Data listing START

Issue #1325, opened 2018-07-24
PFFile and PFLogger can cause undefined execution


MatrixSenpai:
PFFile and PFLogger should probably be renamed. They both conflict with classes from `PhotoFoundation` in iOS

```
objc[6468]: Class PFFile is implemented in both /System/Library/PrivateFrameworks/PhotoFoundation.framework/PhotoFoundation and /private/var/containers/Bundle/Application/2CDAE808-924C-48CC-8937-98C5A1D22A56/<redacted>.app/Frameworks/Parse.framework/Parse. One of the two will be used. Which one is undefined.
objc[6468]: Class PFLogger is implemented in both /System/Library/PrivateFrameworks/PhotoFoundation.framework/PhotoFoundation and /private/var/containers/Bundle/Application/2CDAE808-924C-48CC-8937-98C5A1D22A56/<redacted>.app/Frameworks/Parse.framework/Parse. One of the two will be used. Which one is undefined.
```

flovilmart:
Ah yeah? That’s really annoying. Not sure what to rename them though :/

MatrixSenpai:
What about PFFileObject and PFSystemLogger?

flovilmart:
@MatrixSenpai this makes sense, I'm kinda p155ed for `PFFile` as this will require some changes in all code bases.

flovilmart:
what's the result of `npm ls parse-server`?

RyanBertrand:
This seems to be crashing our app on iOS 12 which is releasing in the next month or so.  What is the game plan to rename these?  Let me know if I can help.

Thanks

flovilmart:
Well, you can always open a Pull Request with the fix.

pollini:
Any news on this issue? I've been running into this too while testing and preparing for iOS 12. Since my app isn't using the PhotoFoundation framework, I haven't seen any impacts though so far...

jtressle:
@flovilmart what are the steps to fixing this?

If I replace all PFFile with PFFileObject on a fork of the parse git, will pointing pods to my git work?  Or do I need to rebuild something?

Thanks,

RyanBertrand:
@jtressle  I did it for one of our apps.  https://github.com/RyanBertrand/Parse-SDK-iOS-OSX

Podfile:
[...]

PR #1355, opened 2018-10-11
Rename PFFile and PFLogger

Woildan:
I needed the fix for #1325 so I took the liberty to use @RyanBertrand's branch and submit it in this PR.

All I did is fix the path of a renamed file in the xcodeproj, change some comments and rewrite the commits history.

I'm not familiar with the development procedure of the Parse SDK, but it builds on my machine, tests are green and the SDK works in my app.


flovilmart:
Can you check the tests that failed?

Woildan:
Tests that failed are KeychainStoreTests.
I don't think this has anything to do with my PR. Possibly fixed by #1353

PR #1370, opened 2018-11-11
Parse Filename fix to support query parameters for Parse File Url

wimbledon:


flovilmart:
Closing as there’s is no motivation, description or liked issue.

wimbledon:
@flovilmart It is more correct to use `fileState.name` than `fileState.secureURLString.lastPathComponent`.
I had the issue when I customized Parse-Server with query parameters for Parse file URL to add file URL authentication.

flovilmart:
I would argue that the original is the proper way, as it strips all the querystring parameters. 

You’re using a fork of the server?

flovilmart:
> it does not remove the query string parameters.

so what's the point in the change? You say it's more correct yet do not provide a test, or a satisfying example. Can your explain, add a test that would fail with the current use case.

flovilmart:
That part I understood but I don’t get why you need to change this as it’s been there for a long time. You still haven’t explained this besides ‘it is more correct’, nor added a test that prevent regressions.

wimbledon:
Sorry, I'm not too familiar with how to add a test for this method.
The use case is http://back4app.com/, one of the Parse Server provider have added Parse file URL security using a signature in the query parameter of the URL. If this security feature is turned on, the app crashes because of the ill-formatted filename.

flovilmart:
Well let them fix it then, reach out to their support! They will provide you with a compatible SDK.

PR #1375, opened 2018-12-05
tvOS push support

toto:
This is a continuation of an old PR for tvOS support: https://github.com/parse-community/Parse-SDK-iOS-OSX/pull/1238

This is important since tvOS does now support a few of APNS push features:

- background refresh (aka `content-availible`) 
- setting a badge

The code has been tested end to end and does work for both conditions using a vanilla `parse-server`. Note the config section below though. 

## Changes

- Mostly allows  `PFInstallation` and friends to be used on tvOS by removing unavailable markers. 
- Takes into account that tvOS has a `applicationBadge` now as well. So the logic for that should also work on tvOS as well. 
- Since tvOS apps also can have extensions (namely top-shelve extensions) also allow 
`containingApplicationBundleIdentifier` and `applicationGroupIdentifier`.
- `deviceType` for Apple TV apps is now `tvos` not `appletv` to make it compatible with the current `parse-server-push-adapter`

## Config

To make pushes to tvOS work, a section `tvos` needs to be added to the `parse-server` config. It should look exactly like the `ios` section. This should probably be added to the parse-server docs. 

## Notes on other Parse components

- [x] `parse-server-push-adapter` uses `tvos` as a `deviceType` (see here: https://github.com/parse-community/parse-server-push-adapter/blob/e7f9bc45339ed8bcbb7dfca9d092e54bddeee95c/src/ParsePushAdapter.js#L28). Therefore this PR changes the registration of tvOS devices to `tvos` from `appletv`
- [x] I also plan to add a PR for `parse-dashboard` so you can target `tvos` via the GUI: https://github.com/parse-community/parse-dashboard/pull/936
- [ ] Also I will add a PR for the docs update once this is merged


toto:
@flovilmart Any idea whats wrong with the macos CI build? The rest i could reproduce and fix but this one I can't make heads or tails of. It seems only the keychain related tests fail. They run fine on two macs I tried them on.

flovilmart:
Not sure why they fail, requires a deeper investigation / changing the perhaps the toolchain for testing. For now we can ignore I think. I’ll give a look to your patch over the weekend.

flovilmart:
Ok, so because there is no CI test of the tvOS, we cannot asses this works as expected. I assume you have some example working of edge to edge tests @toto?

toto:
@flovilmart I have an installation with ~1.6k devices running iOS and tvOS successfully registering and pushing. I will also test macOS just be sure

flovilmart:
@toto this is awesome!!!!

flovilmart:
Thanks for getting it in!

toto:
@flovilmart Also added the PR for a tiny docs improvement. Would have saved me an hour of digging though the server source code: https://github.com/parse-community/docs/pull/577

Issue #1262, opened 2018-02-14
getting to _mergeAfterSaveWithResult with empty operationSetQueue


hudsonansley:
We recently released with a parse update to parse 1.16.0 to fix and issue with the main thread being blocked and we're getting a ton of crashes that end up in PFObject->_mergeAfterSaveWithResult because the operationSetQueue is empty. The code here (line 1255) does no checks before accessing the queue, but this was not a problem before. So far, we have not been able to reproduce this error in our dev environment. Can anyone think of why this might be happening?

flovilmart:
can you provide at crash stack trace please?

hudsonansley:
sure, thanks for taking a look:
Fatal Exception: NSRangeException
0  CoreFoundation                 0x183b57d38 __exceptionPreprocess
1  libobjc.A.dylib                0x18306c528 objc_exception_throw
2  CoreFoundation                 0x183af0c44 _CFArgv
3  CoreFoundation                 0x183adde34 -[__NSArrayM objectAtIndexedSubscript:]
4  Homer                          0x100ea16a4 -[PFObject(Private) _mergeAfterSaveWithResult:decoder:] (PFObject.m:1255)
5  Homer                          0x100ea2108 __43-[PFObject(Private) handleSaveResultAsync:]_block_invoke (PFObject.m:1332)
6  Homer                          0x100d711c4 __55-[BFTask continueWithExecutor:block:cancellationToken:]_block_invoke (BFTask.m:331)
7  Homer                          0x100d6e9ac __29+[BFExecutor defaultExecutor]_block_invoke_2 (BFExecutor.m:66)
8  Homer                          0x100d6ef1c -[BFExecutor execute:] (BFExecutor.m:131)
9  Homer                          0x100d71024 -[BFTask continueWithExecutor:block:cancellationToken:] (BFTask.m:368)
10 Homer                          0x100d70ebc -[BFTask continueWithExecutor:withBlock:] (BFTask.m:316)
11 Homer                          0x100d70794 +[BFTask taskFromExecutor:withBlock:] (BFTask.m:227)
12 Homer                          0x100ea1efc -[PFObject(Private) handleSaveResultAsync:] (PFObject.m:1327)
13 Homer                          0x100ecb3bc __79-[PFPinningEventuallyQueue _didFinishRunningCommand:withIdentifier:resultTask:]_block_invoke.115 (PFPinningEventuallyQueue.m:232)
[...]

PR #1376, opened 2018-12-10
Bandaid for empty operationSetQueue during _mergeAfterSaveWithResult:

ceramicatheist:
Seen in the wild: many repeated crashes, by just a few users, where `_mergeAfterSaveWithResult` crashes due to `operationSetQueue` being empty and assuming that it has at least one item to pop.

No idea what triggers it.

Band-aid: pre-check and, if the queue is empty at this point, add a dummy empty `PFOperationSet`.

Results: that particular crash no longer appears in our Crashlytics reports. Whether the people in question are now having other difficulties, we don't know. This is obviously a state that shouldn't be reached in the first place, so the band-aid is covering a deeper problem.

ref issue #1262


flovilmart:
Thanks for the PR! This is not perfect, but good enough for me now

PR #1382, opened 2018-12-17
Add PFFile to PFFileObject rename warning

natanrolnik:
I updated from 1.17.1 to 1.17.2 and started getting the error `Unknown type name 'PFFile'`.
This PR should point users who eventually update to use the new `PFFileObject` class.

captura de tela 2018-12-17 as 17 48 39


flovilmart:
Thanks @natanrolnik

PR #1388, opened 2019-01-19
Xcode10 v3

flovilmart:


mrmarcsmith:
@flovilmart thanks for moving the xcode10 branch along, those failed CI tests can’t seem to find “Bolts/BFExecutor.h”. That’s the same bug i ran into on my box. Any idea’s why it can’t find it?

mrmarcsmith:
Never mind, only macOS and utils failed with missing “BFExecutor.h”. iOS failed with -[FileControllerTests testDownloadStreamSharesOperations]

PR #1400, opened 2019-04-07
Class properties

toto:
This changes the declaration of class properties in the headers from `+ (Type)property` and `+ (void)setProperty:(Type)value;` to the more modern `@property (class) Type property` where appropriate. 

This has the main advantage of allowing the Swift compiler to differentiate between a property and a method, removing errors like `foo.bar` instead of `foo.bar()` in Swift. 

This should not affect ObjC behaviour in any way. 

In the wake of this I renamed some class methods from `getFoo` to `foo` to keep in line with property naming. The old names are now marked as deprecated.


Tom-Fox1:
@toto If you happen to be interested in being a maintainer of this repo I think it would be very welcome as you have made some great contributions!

Data listing END

● **About this exercise**:
Find where the line with "Thanks for getting it in!" sits in the material above, then copy exactly from it through the line with "We recently released". Add no other line.

● **Solution below**:
Thanks for getting it in!

toto:
@flovilmart Also added the PR for a tiny docs improvement. Would have saved me an hour of digging though the server source code: https://github.com/parse-community/docs/pull/577

Issue #1262, opened 2018-02-14
getting to _mergeAfterSaveWithResult with empty operationSetQueue


hudsonansley:
We recently released with a parse update to parse 1.16.0 to fix and issue with the main thread being blocked and we're getting a ton of crashes that end up in PFObject->_mergeAfterSaveWithResult because the operationSetQueue is empty. The code here (line 1255) does no checks before accessing the queue, but this was not a problem before. So far, we have not been able to reproduce this error in our dev environment. Can anyone think of why this might be happening?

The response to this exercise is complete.